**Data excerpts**
PR #749, opened 2018-06-13
Fix bootstrap filter

NLMichaud:
This PR fixes a bug introduced to the bootstrap filter by changing an instance of `normWts` to `wts` in the `bootFStep` function of filtering_bootstrap.R.


paciorek:
Nick, this PR seems to have commits from before that are already merged. It would probably be fine, but I'm going to make the same fix to normWgts in the bootstrap filter in a separate branch in which I also wrap the entire test_filtering body in test_that so errors are fully reported by test_that.

paciorek:
The issue is addressed in PR #750 . Closing without merging.

PR #771, opened 2018-07-29
RW_wishart sampler: non-conjugate wishart & inverse-wishart nodes

danielturek:


danielturek:
@perrydv @paciorek Thoughts on what to call this sampler?  At the moment it's called `RW_wishart` following the existing `RW_multinomial` and `RW_dirichlet` samplers for those nodes.

But unlike those others, this sampler isn't exclusively only for Wishart (`dwish`) nodes.  It also operates on inverse-Wishart (`dinvwish`) nodes, and more generally any symmetric positive-definite matrix node.

I'm leaning towards keeping it as-is, named `RW_wishart`.  But I wanted to raise the topic for discussion.

paciorek:
I'm fine with RW_Wishart.

danielturek:
I'm going with `RW_wishart` then, which I also like.

I just updated NEWS.  Once testing completes on this branch, I'll merge it in.

paciorek:
A few fairly minor comments.

  - Should we allow the user to provide an initial proposal covariance matrix. I realize this is on a non-standard scale so often user wouldn't know this. But they might have run the model previously and have an idea from the adaptation of what the propCov should be.
  - You say it could be used on non-Wishart/invWishart distributions but setup code check prevents this.
  - I think we need to avoid having any error messages as vague as 'something went wrong'. At least we need to say what function call this is occurring in, and how about something indicating incorrect dimensionality.
  - I think we should take this out: `propValue_chol <<- propValue_chol * 0`. There is nothing in the code that sets values in the lower triangle and all other values are explicitly overwritten. Unless we have some sort of verbose calculation nimbleOption. 
  - I'd say just do this as one line: `model[[target]] <<- t(propValue_chol) %*% propValue_chol`, but perhaps the C++ compiler optimizes this away anyway?
  - As far as the Hastings adjustment calculation... that brought up some math I've forgotten or maybe never knew. I worked through it enough to think that it's right, though it's possible I missed something.

danielturek:
@paciorek Fantastic, thanks for the detailed code review.  Let me address your comments:

- I added the ability to provide a proposal covariance through the `control` list.
- I removed the check for operating only on `dwish` or `dinvwish` distributed nodes.
- I removed the (precautionary) `stop('something went wrong')` messages, which should never happen.
- I removed the unnecessary line `propValue_chol <<- propValue_chol * 0`.
- I removed the extra line, and just went with `model[[target]] <<- t(propValue_chol) %*% propValue_chol`.
- Thanks for checking over the math.  I worked through it, and also the results agree with conjugate sampling on a few examples, so I have confidence in it.

Once testing passes, I'll assume this is ready to merge.

danielturek:
Noting that testing has passed, but this PR page doesn't seem to indicate such.

PR #779, opened 2018-08-14
addSampler method now takes ... arguments as control list elements

danielturek:
For MCMC configuration objects, the `addSampler` method now has a `...` argument.

Named arguments passed via `...` will be used as control list elements.

That is, when you used to do this:
```
conf$addSampler("x", "RW", control = list(logScale = TRUE, adaptInterval = 100))
```
you can now do this:
```
conf$addSampler("x", "RW", logScale = TRUE, adaptInterval = 100)
```

Creating a PR to trigger testing.


danielturek:
@perrydv @paciorek Passed tests.  I think this is sufficiently simple to be safe to merge in; but would either of you like to take a look, first?

danielturek:
@perrydv @paciorek Would either of you like to look at this before I merge it?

**ABOUT THIS TASK**
Which of the lines in the data hold the string "inverse"? Report each of them by copying it.

**RESULT**
RW_wishart sampler: non-conjugate wishart & inverse-wishart nodes
But unlike those others, this sampler isn't exclusively only for Wishart (`dwish`) nodes.  It also operates on inverse-Wishart (`dinvwish`) nodes, and more generally any symmetric positive-definite matrix node.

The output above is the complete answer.